Arts & Culture

Ulrich, Wichita Art Museum to focus on artistic side of Kansans

The Wichita Art Museum and Ulrich Museum of Art are highlighting artists and scholars who relish Kansas’ place in the artistic realm. As the state celebrates its 150 birthday, these museums will show, through speeches and exhibits, the wide breadth of artistry that represents Kansas.

“It is a symposium that looks at the creative culture in Kansas,” said Patricia McDonnell, director of the Ulrich Museum of Art. “As Kansans, it’s interesting to understand the way someone else would understand our state.”

Internationally recognized photographer Terry Evans documents her beloved landscape through photographs.

“I love Kansas,” said Evans. “The Kansas prairie has been the heart of my work for years and years.”

C. Maxx Stevens, a Wichita native and member of the Seminole Tribe, explores Kansas through her cultural narrative.
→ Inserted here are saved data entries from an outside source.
PR #4539, opened 2023-03-20
Damaris vis data v3

jcbowden:
Hi OPM folks,

This is some work towards sending the OPM Flow mesh data through to Damaris. This will allow for 3D display of simulation results in Paraview and Visit. It has been tested as working using Ascent, which was accessible through the Damaris python interface.

It relies on a class that is packaged with Damaris in the include/util directory.

The mesh data is obtained from a derivative of the Dune VTKWriter.hh code in file GridDataOutput.hpp, class Opm::GridDataOutput::SimMeshDataAccessor.

This is a work in progress, as you might see.


jcbowden:
[damaris_config.xml.txt](https://github.com/OPM/opm-simulators/files/11023106/damaris_config.xml.txt)
[polygonal_mesh_conduit.py.txt](https://github.com/OPM/opm-simulators/files/11023107/polygonal_mesh_conduit.py.txt)

jcbowden:
damaris_ascent_opmflow_pressure_iter_56

I am not an Ascent expert, so getting the correct orientation is left for the user

bska:
I haven't looked at this in any kind of detail yet, but I notice that it appears to be using manual resource management through `new` and `delete`.  Does the Damaris software require this style?  If not, could we, at least at some point in the future, switch to using `std::unique_ptr<T[]>` or maybe even `vector<T>`, with `T` typically being `double`, instead?

blattms:
> The mesh data is obtained from a derivative of the Dune VTKWriter.hh code in file GridDataOutput.hpp, class Opm::GridDataOutput::SimMeshDataAccessor.

What does this mean? Are you deriving from class defined in VTKWriter.hh?

jcbowden:
> I haven't looked at this in any kind of detail yet, but I notice that it appears to be using manual resource management through `new` and `delete`. Does the Damaris software require this style? If not, could we, at least at some point in the future, switch to using `std::unique_ptr<T[]>` or maybe even `vector<T>`, with `T` typically being `double`, instead?

Damaris provides a raw pointer to shared memory, which is a block from a larger allocation, so probably cannot be managed by C++. I could be wrong with that though. Some of my use of new/delete is just from habit, and possibly not needed.

jcbowden:
Yes, derived from a class in VTKWriter.hh. The class also defines other internally defined helper classes that I also copy to get the required functionality.

bska:
> > I haven't looked at this in any kind of detail yet, but I notice that it appears to be using manual resource management through `new` and `delete`. Does the Damaris software require this style? If not, could we, at least at some point in the future, switch to using `std::unique_ptr<T[]>` or maybe even `vector<T>`, with `T` typically being `double`, instead?
> 
> Damaris provides a raw pointer to shared memory, which is a block from a larger allocation, so probably cannot be managed by C++. I could be wrong with that though. Some of my use of new/delete is just from habit, and possibly not needed.

Right.  But are you saying that Damaris participates in managing the application memory?  E.g., a memory block allocated by the application may be released by Damaris or the other way around?  If so, then we'll need to be a lot more careful than we currently are in the face of C++ exceptions.  If, on the other hand, the primary interaction between the application and Damaris is in terms of pointers to the start of application memory then I don't see why the application cannot use C++ techniques to manage its own memory resources.

jcbowden:
> Right. But are you saying that Damaris participates in managing the application memory? E.g., a memory block allocated by the application may be released by Damaris or the other way around? If so, then we'll need to be a lot more careful than we currently are in the face of C++ exceptions. If, on the other hand, the primary interaction between the application and Damaris is in terms of pointers to the start of application memory then I don't see why the application cannot use C++ techniques to manage its own memory resources.

No, application memory is managed on the application side, Damaris provides a 'data store' to copy the mesh data (or other data - pressure field data etc.) into. This is a shared memory area used for IPC.
Anyway, all C++ memory management options are there for use for memory allocated on the OPM flow side.

However, this is really a point of (lack of) optimisation of memory use, as currently, passing data through to Damaris requires a copy of the data. A better way would be to use the same Damaris API to allocate memory (perhaps as an allocator for a std::vector<>) and then the application can use the same memory as Damaris uses. It is a point for future development. Look to the end of the following page https://project.inria.fr/damaris/data-description/ to see the API I am speaking of. It is a bit confusing as the size of the requested memory is not explicit. This capability is not a priority, but something to keep in mind as maybe possible.

blattms:
> A better way would be to use the same Damaris API to allocate memory (perhaps as an allocator for a std::vector<>) and then the application can use the same memory as Damaris uses

This is a very strange idea. An output library forcing its users to use a custom allocator in their whole program. Sorry, but I doubt that this will fly in 99% of the cases. (last but not least because 80% aren't even correctly allocator aware to begin with)

jcbowden:
> This is a very strange idea. An output library forcing its users to use a custom allocator in their whole program. Sorry, but I doubt that this will fly in 99% of the cases. (last but not least because 80% aren't even correctly allocator aware to begin with)

Well, then the double up of memory for data being passed through to Damaris has to be accepted. I'm happy to look further into whether this is feasible. I would be trying to isolate the mesh data allocators and not replace all memory allocation. This is not a priority though, there is further work on the HDF5 output to get done for now.

bska:
> A better way would be to use the same Damaris API to allocate memory (perhaps as an allocator for a `std::vector<>`) and then the application can use the same memory as Damaris uses.

Right.  We're currently not allocator aware and making sufficiently large portions of the code base aware of traditional allocators is probably too much of an undertaking.  We could look into using C++17's [memory resources](https://en.cppreference.com/w/cpp/header/memory_resource) though, as those don't show up in the interfaces and vocabulary types.  Another option is to switch the relevant parts to using [`std::span<>`](https://en.cppreference.com/w/cpp/container/span) when we get C++20 or other library implementations such as [Boost.Range](https://www.boost.org/doc/libs/1_81_0/libs/range/doc/html/index.html).  That alternative depends on Damaris memory being contiguous for one variable for the cells on a given process and on being able to get a pointer/iterator to the start of the relevant Damaris memory block, as well as some way to demarcate the end of the range&mdash;either a number of elements or an actual end pointer/iterator.

The promise of not having to store the large solution arrays twice&mdash;or three times as it were, since we also effectively have copies inside the fluid state objects&mdash;is very enticing.

jcbowden:
-180 0_45 0_example_db_range_limited_3141933767
This version has Z height information that was missing in the last example image.

blattms:
Especially the last change (rewrite) is highly appreciated. Thanks a lot. Good that it makes the code simpler.

I have not looked at this in all detail. Hence just a few comments:

- Please add our standard copyright including license to all (new files). See the other already existing files.
- Not 100% sure whether this already is the case: All new headers need to be listed in CMakeLists_files.cmake on list PUBLIC_HEADER_FILES

jcbowden:
Okay, I think things are in order, thanks for indicating the few last tidy-up requirements.

atgeirr:
Hi, I am looking at this now, but noticed a ...-v4 version of this branch, but so far with no changes. Are there incoming things I should wait for? @jcbowden

jcbowden:
No, just -v3 is of interest. 

There are a set of additions to add command line arguments to flow, so as to support modifying the internal XML file, however that is part of damaris-improved-internal-hdf5. 

Did you want to review that? or should we leave it as a separate pull request?

atgeirr:
> Did you want to review that? or should we leave it as a separate pull request?

Separate is good, usually!

jcbowden:
@atgeirr You will probably have issues in Main.hpp. I sure did with a recent test compilation.

Also, there are some minor additions i'd like to add to eclwriter.hh - just the test for the return values of the mesh data writer functions. 

Can I push some changes to fix these issues?

jcbowden:
@atgeirr Currently the damaris-vis-data-v3 branch will need to be tested with damaris branch dask_pub_sub. I'll try to get the damaris changes available in master and release tag v1.8.3 sometime soon.

atgeirr:
> Can I push some changes to fix these issues?

Sure, I had to rebase and merge manually in Main.hpp (the master changed the line with ParsingStrictness recently, think that may be why).

jcbowden:
Yes, that recent merge made me mess up Main.hpp terribly. I started my changes from the current master Main.hpp. I'll push that in minute (maybe 5), I just want my test to run first.

jcbowden:
My test is failing, sorry, I might be another 1/2 hour or so.

jcbowden:
Sorry, I am making a moving target for you with these changes. I think everything is stable now.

Stevens, who interweaves her childhood memories into her multimedia installations, will speak at the Wichita Art Museum about how our memories define and shape us.
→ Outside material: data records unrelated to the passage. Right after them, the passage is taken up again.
PR #4540, opened 2023-03-21
output average pressure in all cells unconditionally with co2store

totto82:
An alternative is to change this to for all water + gas cases not only when CO2STORE is used.


totto82:
jenkins build this please

totto82:
jenkins build this please

bska (approved):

Another Wichita native, Bob Workman, will share his plans for the Flint Hills Discovery Center, which opens this spring. Workman, the director of the Manhattan-based center, will explain the role of science, cultural history and art in the 35,000-square-foot facility.
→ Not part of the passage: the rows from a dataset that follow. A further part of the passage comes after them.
PR #4542, opened 2023-03-21
Optimisation of data processing for actionX and output

hnil:
* removed double evaluation of `processLocalData`
* separated fluid in place work
* removed double evaluation of `processLocalData` from other cell based data

### DIFF
--- a/ebos/eclwriter.hh
+++ b/ebos/eclwriter.hh
@@ -175,6 +175,7 @@ public:
      */
     void evalSummaryState(bool isSubStep)
     {
+        OPM_TIMEBLOCK(evalSummaryState);
         const int reportStepNum = simulator_.episodeIndex() + 1;
         /*
           The summary data is not evaluated for timestep 0, that is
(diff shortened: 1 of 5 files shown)


bska:
jenkins build this please

ebos/eclwriter.hh
```diff
@@ -507,6 +515,7 @@ private:
     void prepareLocalCellData(const bool isSubStep,
                               const int  reportStepNum)
     {
+        if( !(eclOutputModule_->localDataValid()) ){
```
bska, line 518: You might alternatively write this as
```C++
if (eclOutputModule_->localDataValid()) {
    return;
}
```
which would save one level of nesting.

ebos/eclwriter.hh
```diff
@@ -470,7 +478,7 @@ public:
     void endRestart()
     {}
 
-    const EclOutputBlackOilModule<TypeTag>& eclOutputModule() const
+    EclOutputBlackOilModule<TypeTag>& eclOutputModule() const
```
bska, line 481: I think I'd prefer if this were left to return a reference to `const`, and then we'd add a new function, e.g.,
```C++
EclOutputBlackoilModule<TypeTag>& mutableEclOutputModule()
{ return *eclOutputModule_; }
```
instead.  At least in that way, it's clear at the call site that we're performing a potentially mutating operation on the output module object.  You'd be forced to write something like
```C++
ebosSimulator_.problem().eclWriter()->mutableEclOutputModule().invalidateLocalData();
```
instead.

bska (commented):
Apart from a couple of minor issues I like this a lot and I really look forward to seeing the benchmark results later.  I think we'll nevertheless merge this more or less as is.

ebos/eclwriter.hh
hnil: changed it.

ebos/eclwriter.hh
hnil: changed it.

hnil:
Test on norne. original code 60 s on post and pre + 20 on output. With pullrequest 40 + 1.
På SPE9_CP original code 1.56 + 0.7 til 1.5 + 0.14.

bska (approved):
Thanks a lot for the updates.  This looks good to me now.  I'll just run one more build check and then I'll merge this once the check is clear.

bska:
> I'll just run one more build check and then I'll merge this once the check is clear.

Build is successful.  I'll merge this into the master branch now.  Thanks a lot for improving the performance here!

Mystery novelist Nancy Pickard also is coming down from the Flint Hills. She will speak about why she sets her novels in the high plains and prairies of Kansas.

“Before I started writing books set in Kansas, it seemed to me the state was being portrayed primarily through bitter stereotypes and by outsiders who called it flat, ugly, boring and reactionary,” Pickard said. “I think Kansas has many beauties.”

The program will be rounded out by talks from Stephen Gleissner and Roger Shimomura. Gleissner, chief curator at the Wichita Art Museum, will speak about Herschel C. Logan a printmaker whose primary subject was the land and structures of rural Kansas. Shimomura, a former University of Kansas professor, will speak about his journey as a Japanese American artist and how his art was propelled by various historical and political events.